**RECORDED DATA**.
PR #822, opened 2021-04-04
Added FromPolar and ToPolar implementations for various std::collection types

### LINKED ISSUE #821: rust: Implement ToPolar and FromPolar for HashSet<T>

**PROBLEM DESCRIPTION**. Copy each line above where "FromPolar" appears.

**RESULT OF THIS EXERCISE**.
Added FromPolar and ToPolar implementations for various std::collection types
### LINKED ISSUE #821: rust: Implement ToPolar and FromPolar for HashSet<T>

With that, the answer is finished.